Daha felsefi bir yöne kaydığımı hissediyorum. Daha ontolojik bir alana giriyoruz. Eğitim neden var? İnsan neden öğrenir? Sorulması gereken sorular bunlar mı? Modern toplumların kaçınılmaz olarak içine girdiği bir durum mu bu?


Şu an eğitimsiz bir hayatı hayal bile edemiyoruz. Şunu sormalıyız: insanlar tarih boyunca eğitimsiz, eğitilmeden herhangi bir dönem yaşadılar mı? İlkel dönemlerimizde bile anne/babalar çocuklarına bir şeyler öğretmiyorlar mıydı?


Bizler bilgi biriktiren canlılarız. Bilgiye doyamıyoruz, bilmeden yaşayamıyoruz. Zamanla karmaşıklaştık, karmaşıklaştıkça sistemlerimiz de karmaşıklaştı. Bir kısır döngü şeklinde gelişmeye devam ediyoruz. Tavuk/yumurta ilişkisi burada da kendini gösteriyor yani bizler öğrenmek istiyoruz, öğrendikçe bilgimiz artıyor ve daha çok öğrenmek istiyoruz bu şekilde devam ediyor.

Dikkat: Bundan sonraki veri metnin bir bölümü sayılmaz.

PR #10310, opened 2025-01-06
Delete Total brand fuel station entry

ckpiper:
I think we can delete this entry from NSI as most places have been rebranded by this point. For any that are left we can add total to the matchNames of TotalEnergies (as well as "station total").

### DIFF
--- a/data/brands/amenity/fuel.json
+++ b/data/brands/amenity/fuel.json
@@ -6346,19 +6346,6 @@
       }
     },
     {
-      "displayName": "Total",
-      "id": "total-b3d110",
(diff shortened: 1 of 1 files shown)


Cj-Malone (approved):

Snowysauce:
The locationSet for TotalEnergies should probably have an exception for the US per <https://totalenergies.com/united-states>: "We are active in the United States in all our business segments, _except retail fuel_."

ckpiper:
@Snowysauce Exclusion added

Snowysauce (approved):

PR #10326, opened 2025-01-12
Adding "Manolo Bakes" and "Pastelería Artesanal Manolo" Spanish cafes

aguafluye:


Snowysauce:
I read a translated version of the second "described at URL" for Manolo Artisanal Pastry, and I want to make sure I understand the relationship between the two brands correctly. From what I read, it seems like Manolo Artisanal Pastry is a smaller operation (apparently 11 locations) while Manolo Bakes is a more commercial endeavor (40-ish locations) that the owners of Manolo Artisanal Pastry once had an ownership share in but no longer do.

Also, I see that the Wikidata items for each brand use the paired properties "has cause"/"has effect" to link them together; however, I'm not sure if that's the best way to convey their relationship to one another. That said, if my description in the above paragraph is correct, I'm also not sure what the best way is. Perhaps a blurb in each of the items' description is appropriate, or perhaps the items don't need to be linked at all.

aguafluye:
> I read a translated version of the second "described at URL" for Manolo Artisanal Pastry, and I want to make sure I understand the relationship between the two brands correctly. From what I read, it seems like Manolo Artisanal Pastry is a smaller operation (apparently 11 locations) while Manolo Bakes is a more commercial endeavor (40-ish locations) that the owners of Manolo Artisanal Pastry once had an ownership share in but no longer do.
> 
> Also, I see that the Wikidata items for each brand use the paired properties "has cause"/"has effect" to link them together; however, I'm not sure if that's the best way to convey their relationship to one another. That said, if my description in the above paragraph is correct, I'm also not sure what the best way is. Perhaps a blurb in each of the items' description is appropriate, or perhaps the items don't need to be linked at all.

Good morning. That is exactly right, the Manolo Bakes brand is franchised whereas the original one is not AFAIK.

I would have some way of linking the two Q objects in wikidata just to be machine friendly and have them connected in a graph. I'd agree cause and effect are not the best properties, a "related to" property is good enough.

Snowysauce:
Thanks for the feedback. I'm still not sure what the best way forward is for the Wikidata situation; the timeline of developments and the discussion of how the two brands are and aren't related is a bit more complicated than what a statement-based database is designed to accommodate. The ideal situation would obviously be an encyclopedia article that covers everything in prose, which unfortunately doesn't and may never exist.

However, since this is a question of mine on the Wikidata end of things that has absolutely nothing to do with the NSI, I'll just let the Wikidata items stand as they are. What I can do is link this PR to the proposed NSI presets, which will then generate a link to this discussion on nsi.guide. Since our internal IDs for the brands will be linked from each Wikidata QID, editors and readers curious about the brands' relationship could then theoretically directly visit this discussion from Wikidata (with a stop to nsi.guide in between).

Now, for the NSI: the presets look fine, Manolo Bakes easily qualifies for the index, and while Manolo Artisanal Pastry is on the lower end of what we use as the minimum criteria for inclusion (10-30 locations), it's probably necessary to include that brand too so OSM editors aren't tempted to use the Manolo Bakes preset when they shouldn't.

PR #10328, opened 2025-01-12
add preserveTags to nsi-id-presets.json

### LINKED ISSUE #10083: Include `preserveTags` in `nsi-id-presets.json`
Currently, the `preserveTags` property is only added to the presets in `dist/nsi.json` but not to the presets in `dist/presets/nsi-id-presets.json`.

Since this property should trigger a change in behavior how the preset from the NSI is applied, it should be included in the `nsi-id-presets.json`, too, even if that property is not mentioned in the schema for presets.

I am using the `nsi-id-presets.json` in StreetComplete (via the [osmfeatures](https://github.com/westnordost/osmfeatures) library). It is convenient for me to use these because they are in the same format as the iD presets.

westnordost:
fixes #10083


Cj-Malone:
Thank you

PR #10335, opened 2025-01-13
Deleted Total Access

ckpiper:
Total Access is rebranding to TotalEnergies as with the larger "Total" company rebrand. I added it to the match names of Total Energies as I did with regular Total.

### DIFF
--- a/data/brands/amenity/fuel.json
+++ b/data/brands/amenity/fuel.json
@@ -6366,18 +6366,6 @@
       }
     },
     {
-      "displayName": "Total Access",
-      "id": "totalaccess-3772a0",
-      "locationSet": {"include": ["fr"]},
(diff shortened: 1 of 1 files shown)


Snowysauce (commented):
A quick search online indicates that these stations were initially rebranded as "TotalEnergies Access". Based on this PR, I'm assuming that the TE Access brand has been folded into TotalEnergies, but I have no way of knowing since there are no TotalEnergies of any kind in the US. Beyond that question, I would consider adding "totalenergies access" to the list of matchNames since it was a matchName for the proposed-to-be-merged Total Access preset.

ckpiper:
@Snowysauce Good catch. I did not notice that. It is in the matchnames now.

PR #10345, opened 2025-01-14
Deleted Punto Simply and Simply Market Entries

ckpiper:
Simply Market Rebranded from 2016-2019 to Auchan Supermarche. Punto Simply merged into Simply Market.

Kritik soru neydi? Eğitim birey olarak benim talebim mi yoksa bana tepeden, başka bir yerden dayatılan bir “şey” mi? Acaba eğitimli insanlara piyasanın ihtiyacı var olduğu için mi eğitiliyoruz? Aslında insanı kendi haline bıraksan en basitini tercih eder ve eğitilmemeyi tercih eder miydi? Bir yerden (bir "şey" zorlamasa) zorlama olmasa, yani üretim yapan bir fabrika sahibi talep etmese mühendis ihtiyacı da olmayacak, o zaman mühendis eğitimine de gerek kalmayacakmış gibi duruyor. Fabrika neden var çünkü sadece o mühendisin değil herkesin o fabrikanın ürettiği şeye ihtiyacı var.


Şunu kabul etmek lazım. Eğitimin insanı mecbur bırakan bir yönü de var. Birçok kişi istemediği alanlarda, bir mecburiyet gibi eğitim alıyor. Yani insanların tamamı öğrenme ihtiyaçlarını gidermek için eğitim sistemi içinde değil. Belki iyi bir araştırma konusu da olabilir. İnsanların yüzde kaçı bir baskı olmasa da eğitim almak isterlerdi? Yüzde kaçı öğrenme ihtiyacını gidermek için eğitim alıyor? Ben bu sorulara çok büyük oranda olumsuz cevap verileceğini düşünüyorum.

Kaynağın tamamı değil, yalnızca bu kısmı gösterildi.